Comment by igiveup

4 days ago

While temperature may be in the stellar ballpark, pressure should be much lower. That is fine because we are not trying to do proton-proton fusion (that one is very slow even in a star) but a much easier deuterium-tritium fusion.

So, deuterium needs to be obtained from sea water through distillation and electrolysis - both energy intensive operations. And tritium comes from nuclear reactors.

I have always wondered - assuming that the confinement problem is solved, how does the cost of the fuel compare to fission (or other generation methods?

  • The energy cost to extract deuterium from seawater is about 1/238000th (0.00004%) the energy released from fusing that deuterium.

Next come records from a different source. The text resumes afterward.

PR #351, opened 2024-03-04
Remove trailing whitespace from all .py and .md files

chrisib:
Most IDEs automatically remove trailing whitespace on save by default, which results in lots of unnecessary changes to files when they're opened & saved.  This should alleviate the problem by removing all trailing whitespace from .py and .md files.

Moving forward we may want to add an extra CI validation step to make sure checked-in files don't have any trailing whitespace.


roryjamesallen (approved):

.github/workflows/continuous_integration.yml
```diff
@@ -22,3 +22,6 @@ jobs:
     steps:
       - uses: actions/checkout@v2
       - uses: psf/black@23.11.0
+      - uses: civerachb-cpr/find-trailing-whitespace@master
```
mjaskula, line 25: [discussion] I don't agree with applying this requirement across the entire code base. We don't have formatting requirements on contrib scripts. This is to lower the barrier to entry for contributors. See https://github.com/Allen-Synthesis/EuroPi/blob/main/contributing.md#code-style-requirements

chrisib: I suppose that leads to the obvious question of whether or not EuroPi has matured to the point where a slightly higher bar is warranted? I'd be in favour of expanding the `black` linting to the whole `software` directory and enforcing a somewhat more uniform coding standard.

I assume the decision to have a low barrier for contributors was done to encourage the community to write scripts to contribute when EuroPi first launched?  Has the module & community matured to the point where being a little pickier is good for the sake of better consistency?

As for this specific change, most IDEs I've used (e.g. VS Code, Atom, Geany, Vim) will automatically remove trailing whitespace on save. It's a common enough feature that I was actually surprised to see there were so many instances of it throughout the code. As far as adding a barrier for new contributors, I think this is a very low one.

roryjamesallen: I think the fact the community has matured is a reason to *maintain* the lower barrier for entry - more people are joining who will have less programming ability, as in the first place before the firmware was developed as fully, you had to have a certain level of skill to begin writing.

I've wondered in the past if black formatting could be implemented as a git hook when PRs are submitted/commits are made on a PR, that way script writers/editors don't even need to be aware it happens, and when they pull main it'll be formatted correctly.

Even though I agree that for you and I it's a small barrier, for someone who has just begun programming and has written something simple, I can see them having to first get their head around how EuroPiScript works as a class, and *then* how to format their PR descriptively enough to be accepted, and *then* be told the whitespace at the end of their lines isn't acceptable.

I think this is part of a larger discussion, but I would like this project to favour beginners and hobbyists rather than professionalism. There's a balance to be struck, but I would rather PRs sometimes re-add or remove trailing whitespace and it's a tiny bit ugly for reviewers to look at in the raw diff, than anyone see a huge list of PR requirements (even if individually they're very simple)

mjaskula:
I can definitely see where you are coming from with this PR @chrisib, and in a professional setting I would be right there with you. But for this project I don't see the need. We're going to have a bunch of contributors with a wide range of development experience and environments. Tying to maintain this standard and educating people on it doesn't seem like a worthwhile use of our time.

Removing whitespace when you edit a file for other reasons is fine. (Although most of the time it muddies up the PR and distracts from the real intent. I just assume leave whitespace as it is.)

I vote to close this PR without merging.

chrisib:
I've removed the new whitespace check from the linting. As a one-off commit to clean up the code-base I'd still like to get this merged, as it should help keep future merge requests tidier.

roryjamesallen:
> I've removed the new whitespace check from the linting. As a one-off commit to clean up the code-base I'd still like to get this merged, as it should help keep future merge requests tidier.

I'm happy to keep this PR and just use it as a one off clean-up, as long as you've made sure none of the files become corrupted by removing whitespaces (I noticed that a png for the egressus melodium is changed for example). Maybe it would be better to restrict the trailing whitespace removal to python and markdown files only?

chrisib:
> I noticed that a png for the egressus melodium is changed

It looks like in a prior commit a hidden file was accidentally added; the file is `$egressus_melodiam.png.bkp` and is just being removed in this MR, not modified.  All the whitespace changes were done to `.py` and `.md` files.

roryjamesallen:
> > I noticed that a png for the egressus melodium is changed
> 
> It looks like in a prior commit a hidden file was accidentally added; the file is `$egressus_melodiam.png.bkp` and is just being removed in this MR, not modified. All the whitespace changes were done to `.py` and `.md` files.

Ahh right, this looks good to me then!

roryjamesallen (approved):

    Nuclear fusion breeds its own tritium from lithium.

    Running a 1 GW thermal fusion reactor for a year would consume $483,000 of deuterium and $1300 of lithium. At 40% conversion efficiency and 5 cents per kwh, the fusion reactor would produce $175 million of electricity in that same year.

    For comparison, fuel is about 5% of the cost of electricity from fission, and about 50% the cost from coal.

  • The energy needed to separate deuterium is many orders of magnitude less than the energy liberated by fusion of the deuterium.

    The fuel cost is small compared to fission, but note that even with fission fuel is a small fraction of the total cost, so this doesn't save much.